··· TASK INPUT

PR #2772, opened 2026-07-07
feat(serenity): server-compute branded/non-branded prompt type on every write path

rainer-friederich:
## 1. Abstract
Makes the branded / non-branded classification of Serenity (Semrush sub-workspace) prompts server-computed and applies it through one unified injection layer on every prompt write path. The client can no longer set the `type` dimension.

## 2. Reasoning
Prompt "type" (branded vs. non-branded) was an author-selected tag, which let the two write transports (id-based and name-based) and the several entry points (manual create, edit, CSV import, AI generation, onboarding) drift out of agreement, and let clients set a value that contradicts the prompt text. serenity-docs#31 is the design-of-record: the type should be derived from the prompt text against the brand name + its region-clamped aliases, computed once on the server and re-computed on every edit, so it is always consistent and never client-authored.

Before: each prompt carried whatever `type:branded` / `type:non-branded` tag the client chose; nothing recomputed it and the different write paths handled it inconsistently.

After: the server classifies every prompt on write and injects the correct `type:` tag, stripping any client-supplied one.

- New pure classifier module (`branded-classifier.js`): normalizes text with NFD diacritic-folding plus an explicit fold table for non-decomposing letters (ø/æ/œ/ß/ð/þ/ł/đ), matches brand needles on whole-word boundaries (not substring), and returns the canonical `type:branded` / `type:non-branded` tag. Empty needle set ⇒ non-branded.
- Per-market alias needles: `locations.js` gains `marketForGeoTargetId` (the inverse of the existing `resolveLocation`), so a prompt's geo target selects the region-appropriate brand aliases.
- One unified injection layer (`makeTypeInjector` in `prompts.js`, `resolveTypeTagInjection` in `tags.js`) wired through BOTH the flat and the subworkspace prompt handlers, on create AND update. It strips any incoming `type:` tag (by name on the name-based path, by resolved id on the id-based path) and appends the server-computed one. The classifier is built once per request in the controller from the brand name + aliases and memoized.
- On edit, the type is recomputed from the (possibly new) text before the delete/rewrite, and the response echoes the injected tag.

No backfill: only new writes and edits are affected; existing stored prompts are untouched. The read-only `type` filter continues to recognize the full branded / non-branded vocabulary. `intent` and `source` remain author-selected.

## 4. Required information
- Jira / issue: serenity-docs#31 — https://github.com/adobe/serenity-docs/issues/31
- Other: project-elmo-ui companion PR (read-only Type UI) — see section 8

- project-elmo-ui — consumer: the companion PR removes the Type authoring selector and renders the server-computed value read-only (checkmark / X). It relies on this PR computing and returning the `type:` tag on every write.
- mysticat-data-service — unchanged: no schema or storage change; classification is applied at the api-service layer via the existing tag dimensions.

## 7. Test plan
(a) Local: unit suites for the new classifier, the `marketForGeoTargetId` reverse mapping (incl. leading-zero numerics like AF=004 and a resolveLocation round-trip), the type-injection resolver, and both flat + subworkspace create/update handlers were exercised locally and the controller-level classifier wiring was verified through argument capture.

(b) Per environment — verify through the Serenity prompt endpoints against a Semrush sub-workspace brand:
- Create a prompt whose text contains the brand name (or a market alias) ⇒ response carries `type:branded`; create one that does not ⇒ `type:non-branded`.
- Send a prompt with a client-supplied `type:` tag/id ⇒ it is stripped and replaced by the computed value.
- Edit a branded prompt to remove the brand mention ⇒ re-read shows `type:non-branded` (recomputed on edit).
- CSV import and AI-generated prompts ⇒ each row/prompt receives a computed type with no client input.
- Run on eph/dev first, then stage, before prod; no migration or backfill step is required.

- project-elmo-ui companion PR (read-only Type UI) — related: removes the client Type picker and shows the value read-only. Deploy this api-service PR first (or together) so the UI never authors a type the server would overwrite; the UI change is safe to ship after since the server ignores any client `type:`.

### DIFF
--- a/test/support/serenity/handlers/prompts-subworkspace.test.js
+++ b/test/support/serenity/handlers/prompts-subworkspace.test.js
@@ -333,6 +333,24 @@ describe('prompts-subworkspace handlers', () => {
       expect(result.body.error).to.equal('invalidRequest');
     });
 
+    it('recomputes the type tag from the NEW text on edit (serenity-docs#31, twin of the flat-mode layer)', async () => {
+      // Guards the subworkspace UPDATE injection wiring: without the classifier
+      // arg the defensive `typeof !== function` bypass fires silently, so a
+      // regression in delete-then-create injection would go uncaught here.
+      const transport = makeTransport();
+      const classify = (text) => (/\bacme\b/i.test(text) ? 'type:branded' : 'type:non-branded');
+      const result = await handleUpdatePromptSubworkspace(transport, WS, 'old-id', {
+        text: 'now mentions Acme', tags: ['topic:X', 'type:non-branded'], geoTargetId: 2840, languageCode: 'en',
+      }, log, classify);
+      expect(result.status).to.equal(200);
+      expect(result.body.tags).to.deep.equal(['topic:X', 'type:branded']);
+      expect(transport.createTaggedPrompts).to.have.been.calledOnceWithExactly(
+        WS,
+        'p-us-en',
+        { 'now mentions Acme': ['topic:X', 'type:branded'] },
+      );
+    });
+
     it('re-throws a non-404 delete failure (never creates after a failed delete)', async () => {
       const transport = makeTransport({
         deletePromptsByIds: sinon.stub().rejects(new SerenityTransportError(500, 'boom')),
--- a/test/support/serenity/handlers/prompts-subworkspace.test.js
+++ b/test/support/serenity/handlers/prompts-subworkspace.test.js
@@ -146,6 +146,22 @@ describe('prompts-subworkspace handlers', () => {
       expect(transport.createTaggedPrompts).to.not.have.been.called;
     });
 
+    it('injects the computed type tag from the classifier (serenity-docs#31, twin of the flat-mode layer)', async () => {
+      const transport = makeTransport();
+      const classify = (text) => (/\bacme\b/i.test(text) ? 'type:branded' : 'type:non-branded');
+      const result = await handleCreatePromptsSubworkspace(transport, WS, {
+        prompts: [{
+          text: 'is Acme good?', tags: ['topic:X', 'type:non-branded'], geoTargetId: 2840, languageCode: 'en',
+        }],
+      }, log, classify);
+      expect(result.created[0].tags).to.deep.equal(['topic:X', 'type:branded']);
+      expect(transport.createTaggedPrompts).to.have.been.calledOnceWithExactly(
+        WS,
+        'p-us-en',
+        { 'is Acme good?': ['topic:X', 'type:branded'] },
+      );
+    });
+
     it('skips inputs whose slice has no project (one listing, no per-input lookup)', async () => {
       const transport = makeTransport();
       const result = await handleCreatePromptsSubworkspace(transport, WS, {
--- a/src/controllers/serenity.js
+++ b/src/controllers/serenity.js
@@ -65,6 +65,8 @@ import { ensureSubworkspace, decommissionBrandWorkspace } from '../support/seren
 import { isSerenityActiveForOrg } from '../support/serenity/serenity-active.js';
 import { MAX_TOPICS_ON_CREATE } from '../support/serenity/brand-provisioning.js';
 import { STANDARD_PROMPT_TAGS, PROJECT_STANDARD_TAGS } from '../support/serenity/prompt-tags.js';
+import { marketForGeoTargetId } from '../support/serenity/locations.js';
+import { brandNeedles, classifyBrandedTag } from '../support/serenity/branded-classifier.js';
 import AccessControlUtil from '../support/access-control-util.js';
 import { resolveBrandUuid } from '../support/prompts-storage.js';
 import {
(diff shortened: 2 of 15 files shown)


test/support/serenity/handlers/prompts-subworkspace.test.js
```diff
@@ -146,6 +146,22 @@ describe('prompts-subworkspace handlers', () => {
...
+          text: 'is Acme good?', tags: ['topic:X', 'type:non-branded'], geoTargetId: 2840, languageCode: 'en',
+        }],
+      }, log, classify);
+      expect(result.created[0].tags).to.deep.equal(['topic:X', 'type:branded']);
+      expect(transport.createTaggedPrompts).to.have.been.calledOnceWithExactly(
+        WS,
+        'p-us-en',
+        { 'is Acme good?': ['topic:X', 'type:branded'] },
+      );
+    });
```
MysticatBot, line 163: issue (blocking): The subworkspace **update** path now accepts `classifyPromptType` as a 6th argument and wires `makeTypeInjector` into the flow (production lines 257-261), but this test file only adds a type-injection test for the **create** path. The existing update tests pass only 5 arguments, so `classifyPromptType` is `undefined` and the defensive `typeof !== function` bypass fires silently - meaning a wiring bug in the subworkspace update injection would not be caught.

The flat-mode twin has a dedicated update test (`prompts.test.js` - "recomputes the type tag on edit"), but the subworkspace twin is structurally different (resolves projects from a live listing, has its own delete-then-create flow). A single test analogous to the create test at line 149 - passing a classifier and asserting the response `tags` reflect recomputation on edit - would close this gap.

MysticatBot (changes requested):
Hey @rainer-friederich,

**Verdict: Request changes** - one test gap on a production write path.
**Complexity: HIGH** - large diff, API surface signal.
_Changes: Moves prompt type classification from client-controlled to server-computed on every write path, using a unified diacritic-folding whole-word classifier and injection layer (14 files)._

## Must fix before merge
1. [Important] Missing type-injection test for subworkspace update path - `test/support/serenity/handlers/prompts-subworkspace.test.js` (details inline)

<details>

- nit: Response echoes `nextText` instead of `typed.text` in subworkspace update response body - inconsistent with create path which echoes `typed.text` - `src/support/serenity/handlers/prompts-subworkspace.js:312`
- suggestion: Add error-path tests for `resolveTypeTagInjection` (transport failure on `listProjectTagTree`, empty create response yielding `computedId: undefined`) - `test/support/serenity/handlers/tags.test.js`
- suggestion: Document upstream tag-creation idempotency assumption in `resolveTypeTagInjection` with a brief comment, matching the pattern at `resolveOrCreateClosedTag` - `src/support/serenity/handlers/tags.js:325`
- suggestion: Add a multi-prompt batch test exercising the `makeTypeInjector` cache (mixed branded/non-branded in same project, verifying `resolveTypeTagInjection` called once per unique key) - `test/support/serenity/handlers/prompts.test.js`
- suggestion: Consider caching the classifier closure per `brandUuid` within the controller scope (or accepting the brand model from `authorize`) to avoid 2 DB round-trips per request on repeated invocations - `src/controllers/serenity.js:449`
</details>

---

<sub><b>Skill:</b> pr-review | <b>Model:</b> us.anthropic.claude-opus-4-6-v1[1m] | <b>Duration:</b> 2m 19s | <b>Cost:</b> $8.68 | <b>Commit:</b> <code>b1a6e43b2da1e35fcc80f5255c1613fcd19b806d</code><br>If this code review was useful, please react with 👍. Otherwise, react with 👎.</sub>

rainer-friederich:
Addressed the review in `2f2c681a`.

MysticatBot:
- [Important] Missing type-injection test for the subworkspace update path — done. Added `recomputes the type tag from the NEW text on edit` in `prompts-subworkspace.test.js`, passing the classifier and asserting the response tags reflect recomputation through the delete-then-create flow (mirrors the flat-mode `handleUpdatePrompt` twin). This closes the silent `typeof !== function` bypass gap.
- nit: response echoed `nextText` instead of `typed.text` (`prompts-subworkspace.js:312`) — done. Now echoes `typed.text` to match the create path. Note they are provably equal (`makeTypeInjector` spreads `input` and only rewrites tags/tagIds, never text), so this is consistency, not a behaviour fix.
- suggestion: error-path tests for `resolveTypeTagInjection` — done. Added two: a transport failure while listing the project tag tree (propagates, never creates), and an empty create response yielding `computedId: undefined` (injection skipped, input tagIds untouched).
- suggestion: document the idempotency assumption in `resolveTypeTagInjection` — done. Added a comment at the create-on-demand branch spelling out the single-request no-duplicate guarantee and the resolve-or-create assumption it shares with `resolveOrCreateClosedTag`.
- suggestion: multi-prompt batch test exercising the `makeTypeInjector` cache — done. Added `makeTypeInjector cache` asserting `resolveTypeTagInjection` (via `listProjectTags`) runs once per unique `(project, type)` key and re-resolves only on a new key.
- suggestion: cache the classifier closure per `brandUuid` / accept the brand from `authorize` — declined. The classifier already loads the brand once per request and memoizes alias needles per market, so within a request there is no repeated work. A cross-request cache would risk classifying against a stale brand name/alias set (a correctness-sensitive value), and `authorize` does not currently load the Brand model, so threading it through would be an out-of-scope refactor of the auth path. The two per-request reads on a write path are an acceptable cost.

Also fixed while here (not flagged by the review, found during triage):
- Stripped a stray NUL byte in `prompts.js` — the `makeTypeInjector` cache-key separator was `\x00` instead of a space (`` `${projectId}\x00${typeTag}` ``). It made the file parse as binary (grep/diff/bundling tooling silently mis-handled it) though behaviour was unchanged (NUL is a valid, collision-safe key char). Now a normal space; file is clean UTF-8 again.

Type-check gate and the affected serenity suites are green locally.

test/support/serenity/handlers/prompts-subworkspace.test.js
rainer-friederich: Fixed in `2f2c681a` — added `recomputes the type tag from the NEW text on edit` in this file, passing the classifier and asserting the response tags reflect recomputation through the delete-then-create flow. Closes the silent classifier-undefined bypass.

MysticatBot (approved):
Hey @rainer-friederich,

**Verdict: Approve** - all prior findings addressed, no new issues found on re-review.
**Complexity: HIGH** - large diff, API surface signal.
_Changes: Moves prompt type classification from client-controlled to server-computed on every write path, using a unified diacritic-folding whole-word classifier and injection layer (14 files)._

- Missing type-injection test for subworkspace update path - added in 2f2c681
- Response echo inconsistency (nextText vs typed.text) - fixed
- Error-path tests for resolveTypeTagInjection - added
- Idempotency assumption documentation in resolveTypeTagInjection - added
- Multi-prompt batch test for makeTypeInjector cache - added
- Classifier caching suggestion - declined with sound rationale (per-request memoization already prevents repeated work; cross-request cache risks stale brand data)

---

<sub><b>Skill:</b> pr-review | <b>Model:</b> us.anthropic.claude-opus-4-6-v1[1m] | <b>Duration:</b> 0m 51s | <b>Cost:</b> $5.22 | <b>Commit:</b> <code>2f2c681ad5601fe3df0cecffe5c079ab5a71e47c</code><br>If this code review was useful, please react with 👍. Otherwise, react with 👎.</sub>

······

● **WHAT YOU NEED TO DO**: Your reply is to repeat, unchanged, the lines above running from the one with "- suggestion: multi-prompt" up to and including the one with "Also fixed while".

● **EXERCISE OUTPUT**:
- suggestion: multi-prompt batch test exercising the `makeTypeInjector` cache — done. Added `makeTypeInjector cache` asserting `resolveTypeTagInjection` (via `listProjectTags`) runs once per unique `(project, type)` key and re-resolves only on a new key.
- suggestion: cache the classifier closure per `brandUuid` / accept the brand from `authorize` — declined. The classifier already loads the brand once per request and memoizes alias needles per market, so within a request there is no repeated work. A cross-request cache would risk classifying against a stale brand name/alias set (a correctness-sensitive value), and `authorize` does not currently load the Brand model, so threading it through would be an out-of-scope refactor of the auth path. The two per-request reads on a write path are an acceptable cost.

Also fixed while here (not flagged by the review, found during triage):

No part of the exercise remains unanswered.